La plainte, déposée devant le tribunal fédéral du Massachusetts, dénonce une tentative d’effacer « d’un trait de plume » ces étudiants qui « contribuent significativement à l’université et à sa mission ». Harvard demande une ordonnance de restriction temporaire pour bloquer immédiatement cette décision.

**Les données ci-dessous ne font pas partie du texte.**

PR #978, opened 2019-11-08
[2509] add semantic logger

misaka:
### Context

Default Rails logging to logstash is messy and painful to use.

Introduce `semantic_logger` which makes request logging to Logstash sane, and also pretties up file logging.

#### Before

12 events are logged for a single API request for a Provider's page. 2 of the events are custom events for authentication (won't show in Prod), and the rest is basically an event per line logged for Rails. And also none of the attributes are broken out to individual fields for searchability:

image

#### After

4 events are logged for a single API request for the provider's endpoint. Same as above, 2 of the events are custom events for authentication (and won't show in Prod), one is for the actual request and another is an extra one that the JSONAPI has spat out to tell us how long it took to generate the JSON. That one should be integrated with the request event, one day.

L’administration exige que Harvard transmette sous trois jours l’ensemble des dossiers disciplinaires, enregistrements électroniques et vidéos concernant les étudiants étrangers impliqués dans des activités illégales, violentes ou protestataires au cours des cinq dernières années – condition sine qua non pour récupérer sa certification.
Alan Garber, président de Harvard, voit dans cette action la dernière d’une série de représailles gouvernementales punissant le refus de l’université de « sacrifier son indépendance académique et de se soumettre au contrôle illégal du gouvernement fédéral sur nos programmes, notre corps professoral et nos étudiants ».
Ce bras de fer s’inscrit dans un conflit plus large : Harvard avait déjà attaqué l’administration le mois dernier pour le gel de 2,2 milliards de dollars de financements fédéraux, jugé inconstitutionnel.
Les étudiants concernés risquent l’expulsion s’ils demeurent sur le territoire après l’annulation de leur visa. « Nous ferons tout notre possible pour vous soutenir et garantir que Harvard reste ouverte au monde », promet Garber aux étudiants étrangers.